Exactly the lines from the opening of the records through the line containing "This removes the" should be copied, with both included.

[Stored data entries]
▼

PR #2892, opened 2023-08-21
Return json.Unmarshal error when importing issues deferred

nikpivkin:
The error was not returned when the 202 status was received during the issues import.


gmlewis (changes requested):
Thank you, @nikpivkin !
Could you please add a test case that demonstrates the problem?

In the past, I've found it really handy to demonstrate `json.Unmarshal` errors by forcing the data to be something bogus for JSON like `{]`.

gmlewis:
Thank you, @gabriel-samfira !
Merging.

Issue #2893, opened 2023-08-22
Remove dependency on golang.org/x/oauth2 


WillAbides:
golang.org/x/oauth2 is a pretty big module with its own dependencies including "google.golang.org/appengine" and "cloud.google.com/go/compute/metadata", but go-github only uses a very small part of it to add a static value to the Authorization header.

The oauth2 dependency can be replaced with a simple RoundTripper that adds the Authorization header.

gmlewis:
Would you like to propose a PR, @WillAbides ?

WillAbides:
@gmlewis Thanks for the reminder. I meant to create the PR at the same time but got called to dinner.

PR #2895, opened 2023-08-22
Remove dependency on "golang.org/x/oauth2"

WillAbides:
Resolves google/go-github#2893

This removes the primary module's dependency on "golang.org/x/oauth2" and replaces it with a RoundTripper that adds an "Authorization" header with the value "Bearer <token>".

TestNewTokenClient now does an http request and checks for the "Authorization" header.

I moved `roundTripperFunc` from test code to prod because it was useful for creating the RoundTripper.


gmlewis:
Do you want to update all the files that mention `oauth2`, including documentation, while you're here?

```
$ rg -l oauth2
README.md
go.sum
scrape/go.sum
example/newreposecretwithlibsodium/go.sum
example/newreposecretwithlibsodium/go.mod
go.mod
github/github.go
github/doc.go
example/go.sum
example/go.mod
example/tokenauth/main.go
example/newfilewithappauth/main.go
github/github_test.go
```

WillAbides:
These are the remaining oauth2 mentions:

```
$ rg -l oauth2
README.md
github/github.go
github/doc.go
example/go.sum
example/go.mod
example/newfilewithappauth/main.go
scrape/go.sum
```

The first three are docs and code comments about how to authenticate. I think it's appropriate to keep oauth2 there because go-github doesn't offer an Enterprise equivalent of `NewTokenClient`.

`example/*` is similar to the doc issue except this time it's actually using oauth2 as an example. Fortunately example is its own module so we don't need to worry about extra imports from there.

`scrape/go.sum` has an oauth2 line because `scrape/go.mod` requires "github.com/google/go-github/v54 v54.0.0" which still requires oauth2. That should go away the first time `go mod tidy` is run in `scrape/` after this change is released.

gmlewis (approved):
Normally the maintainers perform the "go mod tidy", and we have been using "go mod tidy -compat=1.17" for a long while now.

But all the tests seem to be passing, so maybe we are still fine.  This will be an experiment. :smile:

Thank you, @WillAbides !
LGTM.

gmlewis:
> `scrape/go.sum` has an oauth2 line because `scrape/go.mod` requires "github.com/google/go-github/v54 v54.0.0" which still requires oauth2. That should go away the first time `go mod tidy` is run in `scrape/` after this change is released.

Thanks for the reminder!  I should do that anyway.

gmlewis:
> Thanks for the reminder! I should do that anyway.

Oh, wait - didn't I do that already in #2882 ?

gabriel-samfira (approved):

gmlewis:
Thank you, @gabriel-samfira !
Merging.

▲

• **Written response**
PR #2892, opened 2023-08-21
Return json.Unmarshal error when importing issues deferred

nikpivkin:
The error was not returned when the 202 status was received during the issues import.


gmlewis (changes requested):
Thank you, @nikpivkin !
Could you please add a test case that demonstrates the problem?

In the past, I've found it really handy to demonstrate `json.Unmarshal` errors by forcing the data to be something bogus for JSON like `{]`.

gmlewis:
Thank you, @gabriel-samfira !
Merging.

Issue #2893, opened 2023-08-22
Remove dependency on golang.org/x/oauth2 


WillAbides:
golang.org/x/oauth2 is a pretty big module with its own dependencies including "google.golang.org/appengine" and "cloud.google.com/go/compute/metadata", but go-github only uses a very small part of it to add a static value to the Authorization header.

The oauth2 dependency can be replaced with a simple RoundTripper that adds the Authorization header.

gmlewis:
Would you like to propose a PR, @WillAbides ?

WillAbides:
@gmlewis Thanks for the reminder. I meant to create the PR at the same time but got called to dinner.

PR #2895, opened 2023-08-22
Remove dependency on "golang.org/x/oauth2"

WillAbides:
Resolves google/go-github#2893

This removes the primary module's dependency on "golang.org/x/oauth2" and replaces it with a RoundTripper that adds an "Authorization" header with the value "Bearer <token>".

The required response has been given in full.